Some of my projects are DIY and some of them just consist of writing code to
link data with existing models and I might start using "CIY" to describe them.

------
csours
I've been watching dashcam footage lately and thinking about this. It would be
very helpful for hit and runs if the dashcam had some on-board recognition
that saved the last x license plates just like it saves the last x seconds of
videos.

Often the video footage is not good enough to get a plate because the capture
settings are set lower so that more footage can be stored.

------
tyingq
I wonder how much more revenue police departments are making with ANPR[1].

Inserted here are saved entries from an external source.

Issue #1192, opened 2021-12-08
C0d3 Dojo


mino323:
# Intro

## Goals

One of the main benefits of learning is for users to engage creatively with the exercise sets. Their learning would be improved if they could solve creative uses of the concepts they are learning, and also come up with their own creative exercises.

This feature is designed to engage users by giving them more practice exercises and helping them engage other students with their own creative exercises.

### Problem

Currently, the only engagement that users have in their learning journey is submitting challenge exercises for each lesson module. 8-12 challenges per module. Besides this, it is all reading and self paced, self guided exercises. Most students do not do all of the exercises, and new exercises are difficult to add, so content is a bit old. New exercises are added at a rate of a few exercises a year!

### Solution

There are two types of student groups in our solution. First is the learning group, second is the mentor group.

**Learners Group**

When a student starts a module, they could jump right into exercises and get quick feedback by submitting answers or writing code, and getting quick feedback (your answer or implementation is right / wrong). Each exercise should also support a discussion where students could ask questions. This approach has several benefits:

- Quick feedback - When users submit a solution, right away they know whether it is correct or wrong. This is a huge improvement over our existing "reading" format where the users could have made a mistake and would never know.
- Direct discussion and higher student - student engagement - If a student has a question, they could directly ask on the page, on the specific exercise. Currently, when a student has a question on the *exercise* section, it is difficult to ask for help. The student would have to share a link to the exercise and ask on discord. And not every student has done the exercise before so a student currently don't get quick support when they ask.
- Fast navigation and review - System could keep track of what the users are weak at. Students are able to pickup where they left off.

Sample UI - Note: A exercise could also ask users to submit a function to do X. The check for correctness would then be a test suite instead of a hard-coded string.

![Untitled](https://s3-us-west-2.amazonaws.com/secure.notion-static.com/97779590-24a7-4cb6-a4b2-76a87687f9c7/Untitled.png)

Notes:

- Infinite number of exercises for each section. Some students feel comfortable after solving 3 exercises, some after 100. Up to them!

**Mentors Group**

Mentors are users who has completed a module. They could then submit exercise to challenge the future generations of students (which would show up in the prior example UI). Submitting exercises could be fun (and therefore more engaging for the students) and educational in the following ways:

- Seeing all the wrong submissions from students: This will help the mentor gain a deeper understanding of where common traps students may fall for, which would help them pay attention to their own code in the future!
[...]

PR #1354, opened 2022-01-28
adds to typeDefs.ts

mino323:
Next steps of https://github.com/garageScript/c0d3-app/issues/1192

This pr updates typedefs to include a way to create, read and delete modules. 

After writing I ran ```yarn generate``` to update index.tsx types.

Next step is to write the resolvers.


graphql/typeDefs.ts
```diff
@@ -5,6 +5,7 @@ export default gql`
     lessons: [Lesson!]!
     session: Session!
     allUsers: [User]
+    allModules: [Module]
```
songz, line 8: should this be `[Module]!` so we guarantee returning an array always?

Also, I think `modules` is better than `allModules`. `allUsers` should also be changed to `users` but that's for another time

graphql/typeDefs.ts
```diff
@@ -53,6 +54,13 @@ export default gql`
       submissionId: Int!
       content: String!
     ): Comment
+    addModule(
+      authorId: Int!
+      lessonId: Int!
+      name: String!
+      content: String!
+    ): Module
+    deleteModule(id: Int, name: String!): SuccessResponse
```
songz, line 63: I don't think name is needed.

mino323: I'll try it out

flacial (approved):

graphql/typeDefs.ts
```diff
@@ -206,4 +214,14 @@ export default gql`
     student: User!
     lesson: Lesson!
   }
+
+  type Module {
+    id: Int!
+    author: User!
+    authorId: Int!
```
songz, line 221: authorId is inside the author object, so it is redundant here

graphql/typeDefs.ts
```diff
@@ -206,4 +214,14 @@ export default gql`
...
+    lesson: Lesson!
+    lessonId: Int!
```
songz, line 223: `lessonId` is inside the lesson object, so this is redundant here. Users could just use `lesson.id`

graphql/typeDefs.ts
```diff
@@ -53,6 +54,13 @@ export default gql`
       submissionId: Int!
       content: String!
     ): Comment
+    addModule(
+      authorId: Int!
```
songz, line 58: when you add module, `authorId` should not be in the input. This comes from the cookie. If you do it this way, it opens up a potential security flaw where I would be able to add a module and put someone else's id to pretend like someone else created the module.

They can, for example, have a camera in all the cruisers, and automatically
alert when a nearby car has an expired registration, inspection, etc. Or, if
they have the tie-ins, registered to an owner with an open warrant or unpaid
traffic citations.

[1] [https://en.wikipedia.org/wiki/Automatic_number-
plate_recogni...](https://en.wikipedia.org/wiki/Automatic_number-
plate_recognition)

------
tangled
I’ve pondered the implications of running an ‘installation art’ project where
a bunch of these are deployed around a city, with aggregated data visible over
a web UI (assuming that this doesn’t violate any laws.) The aim would be to
raise public awareness of pervasive surveillance, and perhaps catalyze changes
to the law.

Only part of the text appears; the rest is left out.